# Southwest Hub for American Indian Youth Suicide Prevention Research

> **NIH NIH U19** · JOHNS HOPKINS UNIVERSITY · 2021 · $556,654

## Abstract

The Administrative Core of the Southwest Hub for American Indian Youth Suicide Prevention Research
(Southwest Hub) will function as the backbone of the research and administration initiatives of the
youth suicide prevention enterprise. It will provide essential management, logistical and technical
support to successfully implement the proposed study, capacity building activities, and application of
findings to policy development and practice to prevent American Indian youth suicide and promote
resilience among Hub partners and beyond. Hun team members include technical lead, johns Hopkins
Center for American Indian Health (CAIH); core research intensive partners, the White Mountain
Apache Tribe and Navajo Nation; and satellite partners, the San Carlos Apache, Hualapai and Cherokee
Nations. Primary aims of the Administrative Core are: 1) oversee the responsible and accountable
administration, coordination and fiscal management of all activities of this NIMH U19 cooperative
agreement; 2) optimize effective, unified, timely and transparent communication, collaboration,
interaction, and decision-making among the multi-disciplinary research team, tribal community
collaborators; allied health service and policy organizations; other Hub grantees and their networks; and
NIMH staff; and 3) conduct outreach and dissemination activities in consultation with tribal leaders to
ensure key findings reach most relevant audiences to inform mental health programs, practices and
policies to promote AIAN youth health and well-being.

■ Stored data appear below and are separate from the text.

PR #286, opened 2021-02-10
Add additional null checks for Spanner

dzou:
Add additional null checks for Spanner module.


elefeint (changes requested):
There might be an opportunity here for a helper method/class that takes a spanner mapping context, and either retrieves persistent entity or throws.

ttomsu:
+1 to Elena's comment - plus you may start getting dinged on repeating the same String and told to make it a constant

dzou:
> There might be an opportunity here for a helper method/class that takes a spanner mapping context, and either retrieves persistent entity or throws.

Done -- I introduced a method called `context.getPersistentEntityOrFail(..)`

elefeint (approved):
You can even just make it an overridden version of `.getPersistentEntity()`. Failure is always an option for any method.

dzou:
> You can even just make it an overridden version of `.getPersistentEntity()`. Failure is always an option for any method.

I tried to just override the `.getPersistentEntity()` directly at first, however it seems there times where we check if it is `null` or not; there was at least one test that failed. (I guess it's just the majority of cases (and not all) in which we call this method unsafely.)

PR #288, opened 2021-02-11
Remove extra parentheses around single arg lambdas

ttomsu:
Gnarly regex that I'm not proud of (I am a bit!)

Find: `\(([^\s^,^(.]+?)\) ->`
Replace: `$1 ->`

Breakdown - Lazily capture the contents of a set of parentheses that don't contain a space or a comma, but have at least once character (i.e. not `(foo, bar) ->`,  `(Foo foo) ->`, nor `() ->`). Took a couple of tries but I think I found more than even SonarCloud identified (I don't think SC applies this rule to tests).

### DIFF
--- a/docs/src/main/asciidoc/spring-stream.adoc
+++ b/docs/src/main/asciidoc/spring-stream.adoc
@@ -185,7 +185,7 @@ public class SinkExample {
         return args -> {
             // This will poll only once.
             // Add a loop or a scheduler to get more messages.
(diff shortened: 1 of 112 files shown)


elefeint (approved):
Using the chaotic power of regex for good, I see :)
Can save on some carets next time; leading caret negates all characters in a class `\(([^\s,(.]+?)\)`.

CAIH is well-situated to administer the Southwest
Hub with current reach to indigenous populations across North American, substantial experience
managing a portfolio of over 70 federal grants, and successful dissemination of its evidence-based
programs to over 75 tribal communities. Innovative aspects of our Administrative Core include:
leveraging well-formed Community Advisory Boards, paired teams of academic and community
partners for capacity development, and innovative technology for project management,
communication and collaboration. The Southwest Hub partners are poised to expand upon trusted
research relationships to produce novel evidence, and exercise tribal sovereignty and extensive
networks to overcome tribal youth suicide disparity, while contribution new understanding about
promoting youth resilience.

## Key facts

- **NIH application ID:** 10166934
- **Project number:** 5U19MH113136-05
- **Recipient organization:** JOHNS HOPKINS UNIVERSITY
- **Principal Investigator:** Mary Cwik
- **Activity code:** U19 (R01, R21, SBIR, etc.)
- **Funding institute:** NIH
- **Fiscal year:** 2021
- **Award amount:** $556,654
- **Award type:** 5
- **Project period:** 2017-06-20 → 2024-11-30

## Primary source

NIH RePORTER: https://reporter.nih.gov/project-details/10166934

## Citation

> US National Institutes of Health, RePORTER application 10166934, Southwest Hub for American Indian Youth Suicide Prevention Research (5U19MH113136-05). Retrieved via AI Analytics 2026-05-23 from https://api.ai-analytics.org/grant/nih/10166934. Licensed CC0.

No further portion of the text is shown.